Modest reform of the exsiting GCSEs could solve any real problems with the system as is.
Anyway they're only GCSEs - just the first stepping stone on a long road to anything that actually is going to matter academically.
Not to defend the inaccuracies of the rest of the piece but there is a case to say GCSEs replaced O-levels in 1986. Pupils were taught the exam syllabus (and, under the new exam condidtions, completing coursework) in the two years leading up to the taking of exams, so technically GCSEs were being taught in 1986, working toward the 1988 exams. It's a grey area rather than a definite factual error.
According to the quotation, there 'will be more complex algebra questions' and not merely more algebra questions (with some being more 'complex') which, as you rightly point out, is the situation already. It is disingenuous to suggest that these are the same thing. I would also argue that the 'algebra' being examined in the current mathematics GCSE is hardly 'complex'. The most 'advanced' algebra taught at GCSE is the quadratic equation and most questions just involve substituting numbers into formulae with minimal algebraic manipulation!

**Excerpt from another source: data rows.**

PR #5, opened 2017-11-27
Ecc additions

p-steuer:


libica.map
```diff
@@ -117,5 +117,7 @@ LIBICA_3.2.1 {
 	ica_ecdh_derive_secret;
```
p-steuer: we ll do a 3.3.0 (instead of 3.2.1), because of the new apis

src/ica_api.c
```diff
@@ -1242,6 +1242,28 @@ int ica_ecdsa_verify(ica_adapter_handle_t adapter_handle,
 	return rc;
 }
 
+int ica_ec_key_get_public_key(ICA_EC_KEY *key, unsigned char *q, unsigned int *q_len)
```
p-steuer: can key parameter be qualified by const? it seems to be read only in this context.

src/ica_api.c
```diff
@@ -1242,6 +1242,28 @@ int ica_ecdsa_verify(ica_adapter_handle_t adapter_handle,
...
+    if (!key || !(key->X) || privlen_from_nid(key->nid) < 0)
+	return EINVAL;
+
+    memcpy(q, key->X, 2*privlen_from_nid(key->nid));
+    *q_len = 2*privlen_from_nid(key->nid);
+
+    return 0;
+}
+
+int ica_ec_key_get_private_key(ICA_EC_KEY *key, unsigned char *d, unsigned int *d_len)
```
p-steuer: can key parameter be qualified by const? it seems to be read only in this context.

src/s390_ecc.c
```diff
@@ -468,7 +468,8 @@ unsigned int make_ecdsa_verify_parmblock(char *pb,
  * makes an ECDSA key structure at given struct and returns its length.
  */
 unsigned int make_ecdsa_private_key_token(unsigned char *kb,
-		const ICA_EC_KEY *privkey, uint8_t curve_type)
+		const ICA_EC_KEY *privkey, unsigned char *X, unsigned char *Y,
```
p-steuer: can X and Y parameters be ualified be const? they seem to be read only. also applies to make_ecdsa_sign_request

src/s390_ecc.c
```diff
@@ -468,7 +468,8 @@ unsigned int make_ecdsa_verify_parmblock(char *pb,
...
+		uint8_t curve_type)
```
p-steuer: is there a reason to restrict the curve type to 8bit. why not just use an int?

src/s390_ecc.c
```diff
@@ -598,12 +602,96 @@ ECDSA_SIGN_REPLY* make_ecdsa_sign_request(const ICA_EC_KEY *privkey,
...
+	bn_x = BN_new();
+	bn_y = BN_new();
+	if (!EC_POINT_get_affine_coordinates_GFp(group, pub_key, bn_x, bn_y, NULL)) {
+		rc = EFAULT;
+		goto end;
+	}
+
+	/* Format (X) as char array, with leading zeros if necessary */
+	x_str = BN_bn2hex(bn_x);
+	n = privlen - strlen(x_str) / 2;
```
p-steuer: is this guaranteed to be divisible by two? if not: does this still work ?

src/s390_ecc.c
```diff
@@ -598,12 +602,96 @@ ECDSA_SIGN_REPLY* make_ecdsa_sign_request(const ICA_EC_KEY *privkey,
...
+	for (i = 0; i < n; i++)
+		X[i] = 0x00;
+	BN_bn2bin(bn_x, &(X[n]));
+
+	/* Format (Y) as char array, with leading zeros if necessary */
+	y_str = BN_bn2hex(bn_y);
+	n = privlen - strlen(y_str) / 2;
```
p-steuer: same as above.

src/s390_ecc.c
```diff
@@ -759,19 +850,18 @@ unsigned int ecdsa_verify_sw(const ICA_EC_KEY *pubkey,
...
     }
 
-    if (!EC_KEY_check_key(a)) {
-        goto err;
-    }
-
     /* create ECDSA_SIG instance */
     sig = ECDSA_SIG_new();
     r = BN_bin2bn(signature, privlen, r);
     s = BN_bin2bn(signature+privlen, privlen, s);
```
p-steuer: BN_bin2bn allocates BIGNUM structures for both s and r. The memory should be freed before return.

src/ica_api.c
jschmidb: Yes! Will do ...

src/ica_api.c
jschmidb: Yep, same as for get_public_key

src/s390_ecc.c
jschmidb: Yes, will do.

src/s390_ecc.c
jschmidb: Yes, there is a reason .... the curve_type field in the ECC_PRIVATE_KEY_SECTION is a 8-bit value: 
kp1->privsec.curve_type = curve_type;
If curve_type has already the right size, we don't need a cast. In fact I'm "enforcing" this cast by passing the curve_type parm to make_ecdsa_private_key_token(). In the calling routine make_ecdsa_sign_request() curve_type is in fact a int. But I could change the curve_type_from_nid() routine to return a uint8_t instead of an int, so that we have always the right type.

p-steuer: okay. if the curve_type is a 8-bit exact-width int, id suggest to use it uint8_t consistently.

src/s390_ecc.c
jschmidb: Yes .... for example, when using the p521 curve, x_str sometimes has only 65 bytes (Could be even less, depending on the actual value of bn_x). Dividing by 2 results in a rounded int of 32 bytes. However .... I think this division is not necessary at all. What I want to do here, is pre-pending 0x00 bytes so that the resulting char array for X has exactly 66 bytes in this example. The code works, but does too much. It would work also without dividing by 2:  

x_str = BN_bn2hex(bn_x);    // <- e.g. 65 bytes
n = privlen - strlen(x_str);    // <- n = 66 - 65 = 1
for (i = 0; i < n; i++)           
	X[i] = 0x00;                  // <- X[0] = 0x00
BN_bn2bin(bn_x, &(X[n]));   // <- place the bn_x value at X[1] 
  
What do you think?

src/s390_ecc.c
jschmidb: Same as above.

src/s390_ecc.c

Interesting that both Gove and the ubiquitous Adonis have a background in scribbling (and - as has been pointed out elsewhere on this site - get favourable treatment from the profession in general).
I would not wish to tar all with the same brush, but much of the scribbling profession is engaged in promulgating a 'line' rather than what might be called 'investigative' reporting. I recall a conversation with one journalist who correctly diagnosed that I was giving him a b*ll*cking over a story he had written which smeared a colleague with a distasteful distortion of the facts (ie by lying).
His response was "Well, you've got to make a story, haven't you?"
I guess he was trained in the same academy of fact-finding as Gove.